I hope it is more informative than the charcuterie meat air drying episode... I think this was just for effect as it really gave some basic - verging on irresponsible - advice on how to cure. They had some good ideas regarding the "meat curing chamber" however the curing methods they described would have potentially led to serious food poisoning if anyone actually tried using them. Looking back on it I think the episode was probably more about providing a TV "isn't that amazing" moment than an attempt as serious education. I guess though if it encourages even a few people to investigate the subject further then at least it is spreading the word...


----------



## markuk

Haven't seen it yet as been at work.  Must admit the meat curing seemed a bit simplistic ....

........ as we live quiet close I expect one day to hear a massive explosion and mushroom cloud from his direction ....


----------



## jockaneezer

Just watched it on Sky+. He was smoking stuff on a Weber Smokey Joe Premium using herbs and wet grass for the smoke source ?then used a large upturned flower pot as a cover, why didn't he just put the weber lid on !!! He then smoked some meat, fish,nuts and cheese in a wine barrel smoker but failed to mention that the cheese would need to rest for a couple of weeks before eating. Unless people do their own research like Wade suggests, they could be some dissapointed folks out there who would never try smoking again.

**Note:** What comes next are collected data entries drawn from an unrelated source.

PR #1582, opened 2021-04-12
Detect installed CPU cores and system memory and initialize VM accordingly

niklasmohrin:
I think I will remove the part where I open files and make assumptions with another awk oneliner from the Internet. Originally, I wanted to not rely on having awk installed, but these are just so much simpler and since this branch doesn't run on Windows hosts, installing awk should be painful when in doubt.


He3lixxx:
I think it is somewhat unmaintainable (mainly because its not our main language), but I mean ... if it works ... guess we can throw it away any time if it stops working.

Maybe I need to start a Twitter account and go direct to the producers instead of flapping my gums on here all the time !


----------



## markuk

.....  could always slip a note under his office door.........








Will get round to watching it this week - annoying thing is I think Jamie is a great Tv cook and I've made loads of recipies with great success - however Jimmy ( well Jimmy's people !) just seem to come up with these hair brained ideas which are totally unworkable.... my Dad always said he was a rubbish farmer but a great TV personalilty  whereas I think Jamie was always a great chef and a great TV Chef

BTW  as I mentiones we're very local to "Jimmy Farm"  and it's quite a major attraction now with a food hall and butchery along with conference centre etc - make what you will of that ..... 
	

	
	
		
		



		
		
	


	





.


----------



## wade

MarkUK said:


> Will get round to watching it this week - annoying thing is I think Jamie is a great Tv cook and I've made loads of recipes with great success - however Jimmy ( well Jimmy's people !) just seem to come up with these hair brained ideas which are totally unworkable.... my Dad always said he was a rubbish farmer but a great TV personalilty  whereas I think Jamie was always a great chef and a great TV Chef.

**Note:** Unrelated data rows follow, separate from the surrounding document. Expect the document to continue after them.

PR #1583, opened 2021-04-12
Fix #1571: Copying Courses

### LINKED ISSUE #1571: Allow copying evaluation to other semester
When copying an evaluation, the copy will currently be created in the same semester as the original.
This should be changed so that the semester can be selected in a field at the top of the form, defaulting to the current semester.

felixrindt:
Fixes #1571, although that requested Evaluation copy to other semesters. Problem though, we are missing the Course, which is why @janno42 suggested to create Course Copy instead, on which I had a go here.

Somewhat complicated is copying the evaluations.

### DIFF
--- a/evap/staff/forms.py
+++ b/evap/staff/forms.py
@@ -216,12 +216,11 @@ class CourseTypeMergeSelectionForm(forms.Form):
 
 
 class CourseFormMixin:
-    def _set_responsibles_queryset(self):
-        self.fields["responsibles"].queryset = UserProfile.objects.exclude(is_active=False)
-        if self.instance.pk:
-            self.fields["responsibles"].queryset |= UserProfile.objects.filter(
-                pk__in=[user.pk for user in self.instance.responsibles.all()]
-            )
+    def _set_responsibles_queryset(self, existing_course=None):
+        queryset = UserProfile.objects.exclude(is_active=False)
+        if existing_course:
+            queryset = (queryset | existing_course.responsibles.all()).distinct()
+        self.fields["responsibles"].queryset = queryset
 
     def validate_unique(self):
         super().validate_unique()
@@ -256,7 +255,7 @@ class CourseForm(CourseFormMixin, forms.ModelForm):
 
     def __init__(self, *args, **kwargs):
         super().__init__(*args, **kwargs)
-        self._set_responsibles_queryset()
+        self._set_responsibles_queryset(self.instance if self.instance.pk else None)
         if not self.instance.can_be_edited_by_manager:
             disable_all_fields(self)
 
@@ -276,7 +275,7 @@ class CourseCopyForm(CourseFormMixin, forms.ModelForm):
         opts = self._meta
         initial = forms.models.model_to_dict(instance, opts.fields, opts.exclude)
         super().__init__(data=data, initial=initial)
-        self._set_responsibles_queryset()
+        self._set_responsibles_queryset(instance)
 
     # To ensure we don't forget about copying a relevant field, we explicitly list copied and ignored fields and test against that
     EVALUATION_COPIED_FIELDS = {
--- a/evap/staff/forms.py
+++ b/evap/staff/forms.py
@@ -342,7 +342,6 @@ class CourseCopyForm(CourseFormMixin, forms.ModelForm):
                 new_contribution.save()
                 new_contribution.questionnaires.set(old_contribution.questionnaires.all())
 
-        new_course.responsibles.filter(is_active=False).update(is_active=True)
         return new_course
 
 
--- a/evap/staff/forms.py
+++ b/evap/staff/forms.py
@@ -4,6 +4,7 @@ from collections.abc import Iterable
 from django import forms
 from django.contrib.auth.models import Group
 from django.core.exceptions import SuspiciousOperation, ValidationError
+from django.db import transaction
 from django.db.models import Max, Q
 from django.forms.models import BaseInlineFormSet
 from django.forms.widgets import CheckboxSelectMultiple
@@ -147,8 +148,8 @@ class SemesterForm(forms.ModelForm):
         model = Semester
         fields = ("name_de", "name_en", "short_name_de", "short_name_en")
 
-    def save(self, *args, **kwargs):
-        semester = super().save(*args, **kwargs)
+    def save(self, commit=True):
+        semester = super().save(commit)
         if "short_name_en" in self.changed_data or "short_name_de" in self.changed_data:
             update_template_cache(semester.evaluations.filter(state__in=STATES_WITH_RESULT_TEMPLATE_CACHING))
         return semester
@@ -214,7 +215,28 @@ class CourseTypeMergeSelectionForm(forms.Form):
             raise ValidationError(_("You must select two different course types."))
 
 
-class CourseForm(forms.ModelForm):
+class CourseFormMixin:
+    def _set_responsibles_queryset(self):
+        self.fields["responsibles"].queryset = UserProfile.objects.exclude(is_active=False)
+        if self.instance.pk:
+            self.fields["responsibles"].queryset |= UserProfile.objects.filter(
+                pk__in=[user.pk for user in self.instance.responsibles.all()]
+            )
+
+    def validate_unique(self):
+        super().validate_unique()
+        # name_xy and semester are unique together. This will be treated as a non-field-error since two
+        # fields are involved. Since we only show the name_xy field to the user, assign that error to this
+        # field. This hack is not documented, so it might be broken when you are reading this.
+        for e in self.non_field_errors().as_data():
+            if e.code == "unique_together" and "unique_check" in e.params:
+                if "semester" in e.params["unique_check"]:
+                    # The order of the fields is probably determined by the unique_together constraints in the Course class.
+                    name_field = e.params["unique_check"][1]
+                    self.add_error(name_field, e)
+
+
+class CourseForm(CourseFormMixin, forms.ModelForm):
     semester = forms.ModelChoiceField(Semester.objects.all(), disabled=True, required=False, widget=forms.HiddenInput())
 
     class Meta:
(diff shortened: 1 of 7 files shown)


felixrindt:
I can't get one of my tests to pass with

```
django.db.utils.IntegrityError: duplicate key value violates unique constraint "evaluation_course_temp_pkey"
DETAIL:  Key (id)=(1) already exists.
```

and I can't reproduce the problem in a running dev instance.

janno42:
all tests succeed on my machine. can you tell me which test fails on which line and which django version you are using? (have you installed the latest requirements?)

felixrindt:
Weird, I did not get this error today when running the `./manage.py test`.

evap/staff/forms.py
```diff
@@ -233,27 +255,70 @@ class Meta:
...
+        opts = self._meta
+        initial = forms.models.model_to_dict(instance, opts.fields, opts.exclude)
+        super().__init__(data=data, initial=initial)
+        self._set_responsibles_queryset()
+
+    @transaction.atomic()
+    def save(self, commit=True):
+        new_course: Course = super().save()
+        # we need to create copies of evaluations and their participation as well
+        for old_evaluation in self.old_course.evaluations.all():
```
janno42, line 282: i think we can skip all single results. copying those doesn't really make sense.

evap/staff/forms.py
```diff
@@ -233,27 +255,70 @@ class Meta:
...
-        # field. This hack is not documented, so it might be broken when you are reading this.
-        for e in self.non_field_errors().as_data():
-            if e.code == "unique_together" and "unique_check" in e.params:
-                if "semester" in e.params["unique_check"]:
-                    # The order of the fields is probably determined by the unique_together constraints in the Course class.
-                    name_field = e.params["unique_check"][1]
-                    self.add_error(name_field, e)
+
+class CourseCopyForm(CourseFormMixin, forms.ModelForm):
+    semester = forms.ModelChoiceField(Semester.objects.all())
```
janno42, line 264: can the semester field easily be moved to the top of the form?

janno42 (changes requested):

evap/staff/tests/test_views.py
```diff
@@ -1642,6 +1642,57 @@ def test_evaluation_copy(self):
...
+    def test_course_copy(self):
+        response = self.app.get(self.url, user=self.manager, status=200)
+        form = response.forms["course-form"]
+        form["semester"] = self.other_semester.pk
+        form["vote_start_datetime"] = datetime.datetime(2099, 1, 1, 0, 0)
+        form["vote_end_date"] = datetime.date(2099, 12, 31)
+        response = form.submit()
+
+        self.assertEqual(Course.objects.count(), 2)
+        copied_course = Course.objects.exclude(pk=self.course.pk).get()
```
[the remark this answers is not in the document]
felixrindt: that's not the same. I want to get *the other* evaluation. Though I can do `get(pk__ne=...)`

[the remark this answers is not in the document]
felixrindt: That's not the same :)

evap/staff/templates/staff_course_copyform.html
```diff
@@ -0,0 +1,44 @@
...
+        </div>
+
+        <div class="card mb-3">
+            <div class="card-body">
+                <h5 class="card-title">{% trans 'Evaluations that will be copied' %}</h5>
+                {% if course.evaluations.count > 0 %}
+                    <ul>
+                        {% for evaluation in course.evaluations.all %}
+                            <li>
+                                {{ evaluation.full_name }}
```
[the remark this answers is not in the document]
felixrindt: I don't think it matters. Do you know how to do that in a template?

evap/staff/forms.py
felixrindt: Aye

evap/staff/forms.py
felixrindt: Yes! simply putting `field_order = ['semester']` make django put it at the top. All other fields follow with their default ordering.

evap/staff/templates/staff_course_copyform.html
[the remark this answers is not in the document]
janno42: it would be nice to bring them into an order because we also do it in many other places :)
have a look at, e. g., `contributor/templates/contributor_index.html` and the `dictsort` filter.

evap/staff/templates/staff_course_copyform.html
```diff
@@ -0,0 +1,44 @@
...
+                {% include 'bootstrap_form.html' with form=course_form %}
+            </div>
+        </div>
+
+        <div class="card mb-3">
+            <div class="card-body">
+                <h5 class="card-title">{% trans 'Evaluations that will be copied' %}</h5>
+                {% if course.evaluations.count > 0 %}
+                    <ul>
+                        {% for evaluation in course.evaluations.all %}
```
janno42, line 22: as single results are not copied, the list generated here is not correct

evap/staff/forms.py
```diff
@@ -233,27 +255,94 @@ class Meta:
...
+        "is_rewarded",
+        "is_midterm_evaluation",
+        "allow_editors_to_edit",
+        "wait_for_grade_upload_before_publishing",
+    }
+
+    EVALUATION_EXCLUDED_FIELDS = {
+        "id",
+        "course",
+        "can_publish_text_reuslts",
```
janno42, line 295:
```suggestion

```
i first wondered how the typo in here (`reuslts`) did not make the test fail but then saw the attribute is listed below again

evap/staff/forms.py
```diff
@@ -233,27 +255,94 @@ class Meta:
...
-            if e.code == "unique_together" and "unique_check" in e.params:
-                if "semester" in e.params["unique_check"]:
-                    # The order of the fields is probably determined by the unique_together constraints in the Course class.
-                    name_field = e.params["unique_check"][1]
-                    self.add_error(name_field, e)
+
+class CourseCopyForm(CourseFormMixin, forms.ModelForm):
+    semester = forms.ModelChoiceField(Semester.objects.all())
+    vote_start_datetime = forms.DateTimeField(label=_("Start of associated evaluations"), localize=True)
+    vote_end_date = forms.DateField(label=_("End of associated evaluations"), localize=True)
```
janno42, line 266:
```suggestion
    vote_start_datetime = forms.DateTimeField(label=_("Start of evaluations"), localize=True)
    vote_end_date = forms.DateField(label=_("Last day of evaluations"), localize=True)
```
Ahem, you marked this as resolved but it was the same as before 😱

evap/staff/views.py
```diff
@@ -946,6 +947,30 @@ def course_create(request, semester_id):
...
 
+@manager_required
+def course_copy(request, semester_id, course_id):
+    semester = get_object_or_404(Semester, id=semester_id)
+    course = get_object_or_404(Course, id=course_id, semester=semester)
+    course_form = CourseCopyForm(request.POST or None, instance=course)
+
+    if course_form.is_valid():
+        copied_course = course_form.save()
+        messages.success(request, _("Successfully created course."))
```
janno42, line 958:
```suggestion
        messages.success(request, _("Successfully copied course."))
```

janno42:
oh, and please remove the merge commit and rebase instead :)

evap/staff/templates/staff_course_copyform.html
```diff
@@ -0,0 +1,44 @@
...
+                {% if course.evaluations.count > 0 %}
+                    <ul>
+                        {% for evaluation in evaluations %}
+                            <li>
+                                {{ evaluation.full_name }}
+                            </li>
+                        {% endfor %}
+                    </ul>
+                {% else %}
+                    <span class="font-italic">{% trans 'There are no evaluations for this course.' %}</span>
```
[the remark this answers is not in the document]
felixrindt: That doesn't seem to work. I couldn't find other usages of `fst-italic`, only `font-italic`.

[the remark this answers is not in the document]
janno42: are you sure you updated the bootstrap submodule?
https://getbootstrap.com/docs/5.1/utilities/text/#font-weight-and-italics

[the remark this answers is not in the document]
janno42: but good to know we missed something in the bootstrap update 😅

evap/staff/forms.py
```diff
@@ -214,7 +215,28 @@ def clean(self):
             raise ValidationError(_("You must select two different course types."))
 
 
-class CourseForm(forms.ModelForm):
+class CourseFormMixin:
+    def _set_responsibles_queryset(self):
+        self.fields["responsibles"].queryset = UserProfile.objects.exclude(is_active=False)
+        if self.instance.pk:
+            self.fields["responsibles"].queryset |= UserProfile.objects.filter(
+                pk__in=[user.pk for user in self.instance.responsibles.all()]
```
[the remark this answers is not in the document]
janno42: focus, @felixrindt. focus!
"... and a respective info message should be shown" :)

evap/staff/views.py
```diff
@@ -950,6 +951,43 @@ def course_create(request, semester_id):
...
+def course_copy(request, semester_id, course_id):
+    semester = get_object_or_404(Semester, id=semester_id)
+    course = get_object_or_404(Course, id=course_id, semester=semester)
+    course_form = CourseCopyForm(request.POST or None, instance=course)
+
+    if course_form.is_valid():
+        copied_course = course_form.save()
+        messages.success(request, _("Successfully copied course."))
+
+        inactive_users = copied_course.responsibles.filter(is_active=False)
```
janno42, line 964: please also activate all other contributors

evap/staff/tests/test_views.py
```diff
@@ -1653,6 +1653,73 @@ def test_evaluation_copy(self):
...
 
 
+class TestCourseCopyView(WebTestStaffMode):
+    url = "/staff/semester/1/course/1/copy"
+
+    @classmethod
+    def setUpTestData(cls):
+        cls.manager = make_manager()
+        cls.semester = baker.make(Semester, pk=1)
+        cls.other_semester = baker.make(Semester, pk=2)
```
janno42, line 1663: please don't use explicit pks to avoid database integrity errors and create the url like in, e.g., `TestEvaluationCopyView`

janno42 (changes requested):

evap/staff/tests/test_views.py
He3lixxx: Interesting issue here
Run `./manage.py test evap.staff.tests.test_views.TestCourseCopyView`. You will get an IntegrityError on
```
form.submit().follow()
```
in line 1706. This is triggered by the CourseCopyForm doing
```
new_course: Course = super.save()
```
in staff/forms.py:327

In super.save(), it will do `self.instance.save()`, which fails because it violates the unique constraint on the course primary key. However, `self.instance` correctly does not have a pk set, so we're just trying to use the key the database gives us here.

Seems to me like the auto-counter of the db is at 1 and it doesn't check whether that key can actually be used.

He3lixxx: minimally reproducible in `./manage.py shell_plus`:
```python
>>> from model_bakery import baker
>>> s = baker.make(Semester)
>>> ct = baker.make(CourseType)
>>>
>>> c1 = baker.make(Course, semester=s, type=ct)
>>> c1.pk
144
>>> # So next ID would be 145. Mess it up with
>>> c2 = baker.make(Course, semester=s, type=ct, pk=145)
>>> c2.pk
145
>>> c3 = baker.prepare(Course, semester=s, type=ct)
>>> print(c3.pk)
None
>>> 
>>> c3.save()  # boom
```

karyon: sorry, i missed this. If a test uses only hard-coded non-conflicting IDs, all should be fine. A test never specifying pks should also be fine. hard-coded pks at all in a test should also be fine. Different tests shouldn't affect one another. I imagine that only mixing both methods within a test, like in your repro case, would break.

janno42 (approved):
✔️ Meets requirements
✔️ UI functionality checked

evap/staff/tests/test_forms.py
```diff
@@ -678,6 +679,21 @@ def test_handle_multivaluedicts(self):
         self.assertEqual(Questionnaire.objects.filter(contributions=self.contribution2).count(), 2)
 
 
+class CourseCopyFormTests(TestCase):
+    # pylint: disable=no-self-use
```
He3lixxx, line 683: We've used `@staticmethod` in other places -- any specific reason to not use it here?

evap/staff/tests/test_views.py
```diff
@@ -1653,6 +1653,70 @@ def test_evaluation_copy(self):
...
+        response = self.app.get(self.url, user=self.manager, status=200)
+        form = response.forms["course-form"]
+        form["semester"] = self.other_semester.pk
+        form["vote_start_datetime"] = datetime.datetime(2099, 1, 1, 0, 0)
+        form["vote_end_date"] = datetime.date(2099, 12, 31)
+
+        # check that the user activation is mentioned
+        assert not self.responsibles[1].is_active
+        response = form.submit().follow()
+        assert self.responsibles[1].full_name in str(response)
```
He3lixxx, line 1704: Was there a reason to not use `self.assertFalse` and `self.assertContains`?

He3lixxx: again in 1717

evap/staff/views.py
```diff
@@ -950,6 +951,45 @@ def course_create(request, semester_id):
...
+    course = get_object_or_404(Course, id=course_id, semester=semester)
+    course_form = CourseCopyForm(request.POST or None, instance=course)
+
+    if course_form.is_valid():
+        copied_course = course_form.save()
+        messages.success(request, _("Successfully copied course."))
+
+        inactive_users = UserProfile.objects.filter(
+            Q(contributions__evaluation__course__in=[copied_course], is_active=False)
+            | Q(courses_responsible_for__in=[copied_course], is_active=False)
```
He3lixxx, line 966: think we don't need to use `__in` if we use it with a list with a single element.

evap/staff/forms.py
```diff
@@ -234,27 +255,94 @@ class Meta:
...
-        if self.instance.pk:
-            self.fields["responsibles"].queryset |= UserProfile.objects.filter(
-                pk__in=[user.pk for user in self.instance.responsibles.all()]
+
+class CourseCopyForm(CourseFormMixin, forms.ModelForm):
+    semester = forms.ModelChoiceField(Semester.objects.all())
+    vote_start_datetime = forms.DateTimeField(label=_("Start of evaluations"), localize=True)
+    vote_end_date = forms.DateField(label=_("Last day of evaluations"), localize=True)
+
+    class Meta(CourseForm.Meta):
```
He3lixxx, line 268: If the same meta class is shared between `CourseForm` and `CourseCopyForm`, is there a way to put it in `CourseFormMixin` and inherit it from there?

He3lixxx (changes requested):

evap/staff/forms.py
janno42: i don't know :)
do you think that's important? (and if yes: do you want to have a look at it?)

He3lixxx (approved):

I agree with you Mark - Jamie has been a great inspiration to a lot of us "lad" chefs since he was first discovered for The Naked Chef. I use a lot of recipes that I have adapted from ideas from him over the years and he also gives people with little cooking experience the confidence to "just have a go" in the kitchen. 

I did watch the Jamie and Jimmies brandy barrel smoker build tonight. I had to laugh. He probably finished off the brandy in the barrels just before he started putting the plans together...


----------